Required work: Provide an exact reproduction of every entry.

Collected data
Issue #899, opened 2020-10-07
Can't overwrite default buffer size


sobolewskikamil:
Hi,

We are using `graphql-kotlin-spring-client:4.0.0-alpha.3` to retrieve quite big response from server. We stumble across following error:
```org.springframework.core.io.buffer.DataBufferLimitException: Exceeded limit on max bytes to buffer : 262144```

Solution to this problem:
Issue #899, opened 2020-10-07
Can't overwrite default buffer size


sobolewskikamil:
Hi,

We are using `graphql-kotlin-spring-client:4.0.0-alpha.3` to retrieve quite big response from server. We stumble across following error:
```org.springframework.core.io.buffer.DataBufferLimitException: Exceeded limit on max bytes to buffer : 262144```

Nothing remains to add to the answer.